连翘躺在床上,盖上被子,没多久,便传来微微的鼾声。
黄毛问:“老兄,你做的什么生意?能不能拉我入伙,让我也赚几个小钱花花。”
地丁虽然醉了,但口气甚紧,只说了一句:“见不得人的生意。”
这个世界上,做见不得人的生意,多的是。
黄毛若是刨根问底,恐怕好不容易上钩的地丁,心生疑兆,逃之夭夭。
黄毛伸长懒腰,打个花哨,说:“当真喝?醉了!
早睡早起,眼晴欢喜。”
地丁这个街痞子,历来是个夜猫子,没到子时,是睡不了觉的。
躺在床上,翻来覆去,细细回味连翘说的每一句话,感觉自己没有露出什么破绽,便放下心来,摊开手脚,酒意上来,才沉沉睡去。
冬天里,差不多要到七点钟,天才毛毛亮。
连翘和黄毛起了床,烧了一壶湿热的水,擦了一把脸。
黄毛说:“地丁,我们去吃早餐,油条和豆浆,你去不去?”
地丁睡得正香,迷迷糊糊应了一声:“不去了。”
吃完早餐,连翘说:“黄毛,你盯住地丁,我回西阳塅里去,把二木匠江禽喊过来,捉住辰砂痞子的儿子吊眼皮,问一问情况。”
连翘绕到石花湾,看到女贞,穿着双排布扣子的白绸褂子,在竹林里,练习太极拳。
女贞问连翘:“找到地丁没有?”
“地丁那条线,吊上了。
我和黄毛,去过地榆家。
地榆的老婆说,地榆足有五天时间没回家,我估计,地榆失踪了。”
“你的意思是说,地榆遭了不测?”
“极有可能。”
“连翘,下一步,你打算怎么查?”
“我想请二木匠江篱跟我去神童湾,找到辰砂痞子的儿子吊眼皮,从他的口中,捞一点线索。”

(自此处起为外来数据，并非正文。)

PR #1061, opened 2025-03-10
Ato: Better errors for invalid package assignment

sam-mellor:
Un-prefixes list of valid packages in error message, to match desired input, and adds tracebacks.

Before:
image

After:
image


iopapamanoglou (dismissed):
I don't understand what's going on here.
Why is the package name 0402 and not C0402?
We need to be consistent, in F.has_package we differentiate between C,L,R.
If that is not the way we want to go we should get rid of that.
Else we should forbid the other way around.

napowderly (approved):

Issue #773, opened 2025-01-02
`ato build -t all` exports files to wrong folder


ruben-iteng:
### Current Behaviour

Currently all export files are put into the `build` folder.

### Expected Behaviour

I would expect a better folder structure. 
e.g. `build/elec/production/`

### Version

0.3.0-dev

### Code of Conduct

- [X] I agree to follow this project's Code of Conduct

PR #1071, opened 2025-03-11
Split build targets into their own directory

napowderly:
Much cleaner output of build artifacts.
Screenshot 2025-03-11 at 3 33 08 PM


napowderly:
addresses #773

PR #1121, opened 2025-03-20
Generate all layers

mawildoer:
See https://docs.kicad.org/9.0/en/cli/cli.html


napowderly (approved):
Tested with a 4 layer board locally, works great

PR #280, opened 2019-12-16
NMA-24 Transaction Details: Add Status

HashEngineering:
This will add the transaction status to the Transaction Details screen.  The status can be:
1.  Error Sending (red)
2.  Special Transaction Type (black)
3.  Processing, Confirming (orange) for Sent transactions (not updated if the status changes while the details screen is open)

The status at the bottom of the dialog does not show "Sent", "Received" or "Internal" since that information is at the top or middle of the dialog already.


HashEngineering:
This PR will conflict with #271.  This must be merged after that one.

PR #284, opened 2019-12-18
NMA-192  PIN | Lock Timer

tomasz-ludek:
Acceptance Criteria:

- OFF = The user is always returned to the lock screen if they minimize the app / switch apps / turn screen off-on and return to any screen in the app

- ON = The user is NOT returned to the lock screen if they minimize the app / switch apps / turn screen off-on and return to any screen in the app within a specified time limit

Also refactored the code by removing unused stuff related to WalletLock and CanAutoLockGuard.

(As you may notice, the base of this PR is `advanced_security` branch, thanks to this the AdvancedSecurityActivity tan be used to configure Auto Logout feature)

Basically all the changes related to the core of this story were implemented within this single commit: https://github.com/dashevo/dash-wallet/pull/284/commits/81579bbd9d32a5b748c5e314991f29c20ac0c243)


tomasz-ludek:
> This removes the PIN requirement for making a backup. What is the reasoning, @tomasz-ludek

@HashEngineering I added back this functionality and replaced the old UnlockWalletDialogFragment with the new CheckPinDialog when asking for pin.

“二本匠这个霸蛮货,性格暴躁,做事不动脑子,你要多教教他。”
“我晓得的。”
连翘从犁头嘴过了渡船,从泥埠湾走三坑头、五坑头、油草塘,穿过人行山向南的山沟沟,便是杀人坳,莫奢托。
走到添章屋场,我大奶奶正好站在兵马大路,晒黄太阳。
我大奶奶说:“我老倌子枳壳大爷,有什么好消息吗?”
连翘低声说:“昨天,我去了神童湾街上,并没去龙城县,不晓得枳壳大爷的消息。